(Saved data entries)
= = = = = = =

PR #52, opened 2020-07-20
feat: support specifying stages

### LINKED ISSUE #49: Support specifying stages
For speedy development, I'd configure certain hooks for different stages.

A common example:

- run pre-commit hooks on the `prepush` stage (to make sure only "clean" stuff gets remoted)
- don't run anything on _commit_ to avoid disrupting _developer's **flow**_
- alias `prepush` hooks from a justfile, so developer can run - e.g. - `just fmt` conscientiously and avoid surprises at `git push` (promote the stimulus of being in control)

Therefore, I'd need to configure:
- either `hook = { stages = ["manual", "push"] }`
- or something global `... run { ...; stages = [ "manual", "push" ] }`

blaggacao:
closes #49

Since I'm a newcomer, I have no way to judge (or even validate) if that's the right way _at all_: it's a shot into the _darknix_.
If it's a hit, I appreciate that I could seamlessly contribute. If it's a miss, please guild me around to get this merge-ready.

### DIFF
--- a/modules/pre-commit.nix
+++ b/modules/pre-commit.nix
@@ -350,7 +350,7 @@ in
                         pre-commit install -t $stage
                         ;;
                       *)
-                        echo 1>&2 "ERROR: nix-pre-commit-hooks: either $stage is not a valid stage or pre-commit-hook.nix doesn't yet support it."
+                        echo 1>&2 "ERROR: nix-pre-commit-hooks: either $stage is not a valid stage or pre-commit-hooks.nix doesn't yet support it."
                         exit 1
                         ;;
                     esac
--- a/modules/pre-commit.nix
+++ b/modules/pre-commit.nix
@@ -331,24 +331,14 @@ in
                 ln -s ${configFile} .pre-commit-config.yaml
                 # Remove any previously installed hooks (since pre-commit itself has no convergent design)
                 hooks="pre-commit pre-merge-commit pre-push prepare-commit-msg commit-msg post-checkout post-commit"
-                uninstall_help=$(pre-commit uninstall --help)
-                install_help=$(pre-commit install --help)
                 for hook in $hooks; do
-                  # different version of pre-commit support different hooks
-                  if [[ "$uninstall_help" =~ "$hook" ]]; then
-                    pre-commit uninstall -t $hook
-                  fi
+                  pre-commit uninstall -t $hook
                 done
                 # Add hooks for configured stages (only) ...
                 if [ ! -z "${concatStringsSep " " cfg.default_stages}" ]; then
                   for stage in ${concatStringsSep " " cfg.default_stages}; do
                     if [[ "$stage" == "manual" ]]; then
                       continue
-                    fi
-                    # different version of pre-commit support different hooks
-                    if [[ ! "$install_help" =~ "$stage" ]];then
-                        echo 1>&2 "WARNING: nix-pre-commit-hooks: '$stage' is not supported by this pre-commit version."
-                        continue
                     fi
                     case $stage in
                       commit | merge-commit | push)
--- a/modules/pre-commit.nix
+++ b/modules/pre-commit.nix
@@ -258,6 +258,18 @@ in
           default = [];
         };
 
+      default_stages =
+        mkOption {
+          type = types.listOf types.str;
+          description =
+            ''
+              A configuration wide option for the stages property.
+              Installs hooks to the defined stages.
+              Default is empty which falls back to 'commit'.
+            '';
+          default = [];
+        };
+
       rawConfig =
         mkOption {
           type = types.attrs;
@@ -286,6 +298,8 @@ in
             ];
         } // lib.optionalAttrs (cfg.excludes != []) {
           exclude = mergeExcludes cfg.excludes;
+        } // lib.optionalAttrs (cfg.default_stages != []) {
+          default_stages = cfg.default_stages;
         };
 
       pre-commit.installationScript =
--- a/modules/pre-commit.nix
+++ b/modules/pre-commit.nix
@@ -349,6 +349,8 @@ in
                         pre-commit install -t $stage
                         ;;
                       *)
+                        echo 1>&2 "ERROR: nix-pre-commit-hooks: either $stage is not a valid stage or pre-commit-hook.nix doesn't yet support it."
+                        exit 1
                         ;;
                     esac
                   done
--- a/modules/pre-commit.nix
+++ b/modules/pre-commit.nix
@@ -17,6 +17,8 @@ let
   inherit (pkgs) runCommand writeText git;
 
   cfg = config.pre-commit;
+  # TODO: add per-hook stages to install here
+  install_stages = cfg.default_stages;
 
   hookType =
     types.submodule (
@@ -335,8 +337,8 @@ in
                   pre-commit uninstall -t $hook
                 done
                 # Add hooks for configured stages (only) ...
-                if [ ! -z "${concatStringsSep " " cfg.default_stages}" ]; then
-                  for stage in ${concatStringsSep " " cfg.default_stages}; do
+                if [ ! -z "${concatStringsSep " " install_stages}" ]; then
+                  for stage in ${concatStringsSep " " install_stages}; do
                     if [[ "$stage" == "manual" ]]; then
                       continue
                     fi
--- a/modules/pre-commit.nix
+++ b/modules/pre-commit.nix
@@ -329,7 +329,31 @@ in
                 echo 1>&2 "    3. add .pre-commit-config.yaml to .gitignore"
               else
                 ln -s ${configFile} .pre-commit-config.yaml
-                pre-commit install
+                # Remove any previously installed hooks (since pre-commit itself has no convergent design)
+                hooks="pre-commit pre-merge-commit pre-push prepare-commit-msg commit-msg post-checkout post-commit"
+                for hook in $hooks; do
+                  pre-commit uninstall -t $hook
+                done
+                # Add hooks for configured stages (only) ...
+                if [ ! -z "${concatStringsSep " " cfg.default_stages}" ]; then
+                  for stage in ${concatStringsSep " " cfg.default_stages}; do
+                    case $stage in
+                      commit | merge-commit | push)
+                        stage="pre-"$stage
+                        pre-commit install -t $stage
+                        ;;
+                      prepare-commit-msg | commit-msg | post-checkout | post-commit)
+                        stage="pre-"$stage
+                        pre-commit install -t $stage
+                        ;;
+                      *)
+                        ;;
+                    esac
+                  done
+                # ... or default 'pre-commit' hook
+                else
+                  pre-commit install
+                fi
               fi
             fi
           fi
--- a/modules/pre-commit.nix
+++ b/modules/pre-commit.nix
@@ -341,6 +341,7 @@ in
                       continue
                     fi
                     case $stage in
+                      # if you amend these switches please also review $hooks above
                       commit | merge-commit | push)
                         stage="pre-"$stage
                         pre-commit install -t $stage
--- a/modules/pre-commit.nix
+++ b/modules/pre-commit.nix
@@ -331,19 +331,31 @@ in
                 ln -s ${configFile} .pre-commit-config.yaml
                 # Remove any previously installed hooks (since pre-commit itself has no convergent design)
                 hooks="pre-commit pre-merge-commit pre-push prepare-commit-msg commit-msg post-checkout post-commit"
+                uninstall_help=$(pre-commit uninstall --help)
+                install_help=$(pre-commit install --help)
                 for hook in $hooks; do
-                  pre-commit uninstall -t $hook
+                  # different version of pre-commit support different hooks
+                  if [[ "$uninstall_help" =~ "$hook" ]]; then
+                    pre-commit uninstall -t $hook
+                  fi
                 done
                 # Add hooks for configured stages (only) ...
                 if [ ! -z "${concatStringsSep " " cfg.default_stages}" ]; then
                   for stage in ${concatStringsSep " " cfg.default_stages}; do
+                    if [[ "$stage" == "manual" ]]; then
+                      continue
+                    fi
+                    # different version of pre-commit support different hooks
+                    if [[ ! "$install_help" =~ "$stage" ]];then
+                        echo 1>&2 "WARNING: nix-pre-commit-hooks: '$stage' is not supported by this pre-commit version."
+                        continue
+                    fi
                     case $stage in
                       commit | merge-commit | push)
                         stage="pre-"$stage
                         pre-commit install -t $stage
                         ;;
                       prepare-commit-msg | commit-msg | post-checkout | post-commit)
-                        stage="pre-"$stage
                         pre-commit install -t $stage
                         ;;
                       *)
--- a/nix/sources.json
+++ b/nix/sources.json
@@ -46,17 +46,5 @@
         "type": "tarball",
         "url": "https://github.com/NixOS/nixpkgs/archive/99a3d7a86fce9e9c9f23b3e304d7d2b1270a12b8.tar.gz",
         "url_template": "https://github.com/<owner>/<repo>/archive/<rev>.tar.gz"
-    },
-    "pre-commit": {
-        "branch": "v2.6.0",
-        "description": "A framework for managing and maintaining multi-language pre-commit hooks.",
-        "homepage": "https://pre-commit.com",
-        "owner": "pre-commit",
-        "repo": "pre-commit",
-        "rev": "6fe1702ee106f4d7f4a8ad73550db2145208ef24",
-        "sha256": "144hcnz8vz07nkx7hk8a3ac822186ardwxa8jnl6s8qvm5ip92f2",
-        "type": "tarball",
-        "url": "https://github.com/pre-commit/pre-commit/archive/6fe1702ee106f4d7f4a8ad73550db2145208ef24.tar.gz",
-        "url_template": "https://github.com/<owner>/<repo>/archive/<rev>.tar.gz"
     }
 }
--- a/nix/sources.json
+++ b/nix/sources.json
@@ -36,15 +36,27 @@
         "url_template": "https://github.com/<owner>/<repo>/archive/<rev>.tar.gz"
     },
     "nixpkgs": {
-        "branch": "nixpkgs-unstable",
-        "description": "Nix Packages collection",
-        "homepage": null,
+        "branch": "nixos-20.03",
+        "description": "A read-only mirror of NixOS/nixpkgs tracking the released channels. Send issues and PRs to",
+        "homepage": "https://github.com/NixOS/nixpkgs",
         "owner": "NixOS",
         "repo": "nixpkgs",
-        "rev": "2d6cbbe4627f6fe4a179c681537b0a3e4f59b732",
-        "sha256": "12kh498rfr0yscvzidbgvip3x2zah098nsi6mjj3vfrlz2aximi5",
+        "rev": "99a3d7a86fce9e9c9f23b3e304d7d2b1270a12b8",
+        "sha256": "0i40cl3n6600z2lkwrpiy28dcnv2r63fcgfswj91aaf1xfn2chql",
         "type": "tarball",
-        "url": "https://github.com/NixOS/nixpkgs/archive/2d6cbbe4627f6fe4a179c681537b0a3e4f59b732.tar.gz",
+        "url": "https://github.com/NixOS/nixpkgs/archive/99a3d7a86fce9e9c9f23b3e304d7d2b1270a12b8.tar.gz",
+        "url_template": "https://github.com/<owner>/<repo>/archive/<rev>.tar.gz"
+    },
+    "pre-commit": {
+        "branch": "v2.6.0",
+        "description": "A framework for managing and maintaining multi-language pre-commit hooks.",
+        "homepage": "https://pre-commit.com",
+        "owner": "pre-commit",
+        "repo": "pre-commit",
+        "rev": "6fe1702ee106f4d7f4a8ad73550db2145208ef24",
+        "sha256": "144hcnz8vz07nkx7hk8a3ac822186ardwxa8jnl6s8qvm5ip92f2",
+        "type": "tarball",
+        "url": "https://github.com/pre-commit/pre-commit/archive/6fe1702ee106f4d7f4a8ad73550db2145208ef24.tar.gz",
         "url_template": "https://github.com/<owner>/<repo>/archive/<rev>.tar.gz"
     }
 }
--- a/nix/sources.json
+++ b/nix/sources.json
@@ -46,5 +46,18 @@
         "type": "tarball",
         "url": "https://github.com/NixOS/nixpkgs/archive/99a3d7a86fce9e9c9f23b3e304d7d2b1270a12b8.tar.gz",
         "url_template": "https://github.com/<owner>/<repo>/archive/<rev>.tar.gz"
+    },
+    "pre-commit": {
+        "branch": "master",
+        "description": "A framework for managing and maintaining multi-language pre-commit hooks.",
+        "homepage": "https://pre-commit.com",
+        "owner": "pre-commit",
+        "repo": "pre-commit",
+        "rev": "c0f750d9b36998be3090476cc4b33cde9b9e65c3",
+        "sha256": "1l018cqs8jsjyqhmfas9qckakjgzck0wl9w98170nk08arllsa2q",
+        "type": "tarball",
+        "url": "https://github.com/pre-commit/pre-commit/archive/c0f750d9b36998be3090476cc4b33cde9b9e65c3.tar.gz",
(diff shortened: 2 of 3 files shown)


roberth:
> *darknix*

nice :D

I think it's missing the option declaration. I haven't read the pre-commit docs so maybe it's not accurate, but perhaps `excludes` can serve as an example https://github.com/cachix/pre-commit-hooks.nix/pull/52/files#diff-0920dde2a9dc0ea9c564d0c0131c8feeR251

You can test your change by using it in a project. We don't have a test suite yet.

roberth:
You can replace the `builtins.fetchTarbal "..."` part in the README by an unquoted local path like `../pre-commit.nix` for testing

blaggacao:
Thanks! I broke things. :cry: 

<details>

```console
nix-shell --show-trace
warning: unknown setting 'experimental-features'
unpacking 'https://github.com/blaggacao/pre-commit-hooks.nix/tarball/master'...
error: while evaluating the attribute 'lorriHook' of the derivation 'nix-shell' at /nix/store/isyka0a95cxhj1381bg3bbqdv78qrln9-nixpkgs-20.09pre235189.d7e20ee25ed/nixpkgs/pkgs/build-support/mkshell/default.nix:28:3:
while evaluating the attribute 'pre-commit-check.shellHook' at /home/blaggacao/ghq/git.p1.rocks/gitops/aedir-ldap.k8s/default.nix:6:3:
while evaluating anonymous function at /nix/store/b4jq885hsxy31h23f3b6c5dnizchgn5q-source/nix/run.nix:3:1, called from /home/blaggacao/ghq/git.p1.rocks/gitops/aedir-ldap.k8s/default.nix:6:22:
while evaluating the attribute 'config.pre-commit.run' at undefined position:
while evaluating anonymous function at /nix/store/ma3b77vjls3qrznwh66ix5ivvybx6003-source/lib/modules.nix:84:45, called from undefined position:
while evaluating 'yieldConfig' at /nix/store/ma3b77vjls3qrznwh66ix5ivvybx6003-source/lib/modules.nix:83:29, called from /nix/store/ma3b77vjls3qrznwh66ix5ivvybx6003-source/lib/modules.nix:86:16:
while evaluating anonymous function at /nix/store/ma3b77vjls3qrznwh66ix5ivvybx6003-source/lib/modules.nix:89:24, called from /nix/store/ma3b77vjls3qrznwh66ix5ivvybx6003-source/lib/modules.nix:89:11:
while evaluating anonymous function at /nix/store/ma3b77vjls3qrznwh66ix5ivvybx6003-source/lib/modules.nix:90:26, called from /nix/store/ma3b77vjls3qrznwh66ix5ivvybx6003-source/lib/modules.nix:90:13:
The option `pre-commit.default_stages' defined in `<unknown-file>' does not exist.
```

</details>

roberth:
Oh my link above is broken. You need to declare an option for `default_stages` with `mkOption`. It's using the NixOS module system.

blaggacao:
Now it builds, but the option still is a no show in `.pre-commit-config.yaml` ?

modules/pre-commit.nix
```diff
@@ -258,6 +258,18 @@ in
...
         };
 
+      default_stages =
+        mkOption {
+          type = types.listOf types.str;
+          description =
+            ''
+              A configuration wide option for the stages property.
+              Installs hooks to the defined stages.
+              Default is empty which falls back to 'commit'.
```
blaggacao, line 268: Is this wording ok?

blaggacao, line 268: Is this wording ok?

blaggacao:
I do fake `repo = "locall";` (double `l`) and it doesn't change, neither. ?!?

blaggacao:
Never mind, it was `lorri`'s fault (or mine, however you look at it - I prefer to blame `lorri`). This PR is good to go.

blaggacao:
<details>
<summary>Example result</summary>

```
───────┬───────────────────────────────────────────────────────────────────────────────────────────────────────────────────────────────────────────────────────────────────────────────────────────────────────────────────────────────────────
       │ File: .pre-commit-config.yaml
───────┼───────────────────────────────────────────────────────────────────────────────────────────────────────────────────────────────────────────────────────────────────────────────────────────────────────────────────────────────────────
   1   │ # DO NOT MODIFY
   2   │ # This file was generated by nix-pre-commit-hooks
   3   │ {
   4   │   "default_stages": [
   5   │     "manual",
   6   │     "pull"
   7   │   ],
   8   │   "exclude": "(^k8s/kustomize/|^images/ansible-ae-dir-server/|^images/config-initializer/ae-dir-configuration.sample.yml$|^images/config-initializer/ae-dir-customization.yml$|^images/config-initializer/ae-dir-container.yml$)",
   9   │   "repos": [
  10   │     {
  11   │       "hooks": [
  12   │         {
  13   │           "entry": "/nix/store/2pwj46x0qq9asnxkag1qcbvkz2zf2a9w-kubeval-0.15.0/bin/kubeval",
  14   │           "exclude": "^$",
  15   │           "files": "^k8s/.*?\\.(yaml|yml)$",
  16   │           "id": "kubeval",
  17   │           "language": "system",
  18   │           "name": "kubeval",
  19   │           "pass_filenames": true,
  20   │           "types": []
  21   │         },
  22   │         {
  23   │           "entry": "/nix/store/fisrj8c6cizy9df8hbg9cz1y64yvb1bv-node_prettier-2.0.5/bin/prettier --write --list-different",
  24   │           "exclude": "^$",
  25   │           "files": "\\.(css|less|scss|graphql|gql|html|js|jsx|json|md|markdown|mdown|mkdn|mdx|ts|tsx|vue|yaml|yml)$",
  26   │           "id": "prettier",
  27   │           "language": "system",
  28   │           "name": "prettier",
  29   │           "pass_filenames": true,
  30   │           "types": []
  31   │         },
  32   │         {
  33   │           "entry": "/nix/store/000llwy4g16jhmbi3yzngyzp1k4qykp0-ShellCheck-0.7.0/bin/shellcheck",
  34   │           "exclude": "^$",
  35   │           "files": "",
  36   │           "id": "shellcheck",
  37   │           "language": "system",
  38   │           "name": "shellcheck",
  39   │           "pass_filenames": true,
  40   │           "types": [
  41   │             "bash"
  42   │           ]
  43   │         },
  44   │         {
  45   │           "entry": "/nix/store/zihp6pxl6s8cb45zfbn2hcqkhis2zsnf-shfmt-3.1.2/bin/shfmt -w -l",
  46   │           "exclude": "^$",
  47   │           "files": "",
  48   │           "id": "shfmt",
  49   │           "language": "system",
  50   │           "name": "shfmt",
  51   │           "pass_filenames": true,
  52   │           "types": [
  53   │             "shell"
  54   │           ]
  55   │         }
  56   │       ],
  57   │       "repo": "local"
  58   │     }
  59   │   ]
  60   │ }
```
PR #53, opened 2020-07-20
Suggest default_stages

blaggacao:
Follow up to #52

I like this config.

Speedy people on speedy command lines on speed might like it, too.

I hate pre-commit nagging on every marginal commit or amend.

### DIFF
--- a/README.md
+++ b/README.md
@@ -29,8 +29,8 @@ The goal is to **manage commit hooks with Nix** and solve the following:
     in {
       pre-commit-check = nix-pre-commit-hooks.run {
         src = ./.;
-        # Leaving out this option falls back to install all hooks into the 'commit' stage
-        default_stages = ["manual" "push"];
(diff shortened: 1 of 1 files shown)


README.md
```diff
@@ -29,6 +29,8 @@ The goal is to **manage commit hooks with Nix** and solve the following:
     in {
       pre-commit-check = nix-pre-commit-hooks.run {
         src = ./.;
+        # Leaving out this option falls back to install all hooks into the 'commit' stage
+        default_stages = ["manual" "push"];
```
roberth, line 33: We should stick to pre-commit defaults by default in our examples, to minimize surprises. I don't think we should suggest this to novices if they're only running some quick formatters.

```suggestion
        # If your hooks are intrusive, avoid running on each commit with a default_states like this:
        # default_stages = ["manual" "push"];
```

Also avoids a negation :)

domenkozar: I agree with Robert, we shouldn't modify the default of pre-commit project.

= = = = = = =

Using the records above, filter out every line that lacks the string "rocks" and copy the rest.

while evaluating the attribute 'pre-commit-check.shellHook' at /home/blaggacao/ghq/git.p1.rocks/gitops/aedir-ldap.k8s/default.nix:6:3:
while evaluating anonymous function at /nix/store/b4jq885hsxy31h23f3b6c5dnizchgn5q-source/nix/run.nix:3:1, called from /home/blaggacao/ghq/git.p1.rocks/gitops/aedir-ldap.k8s/default.nix:6:22:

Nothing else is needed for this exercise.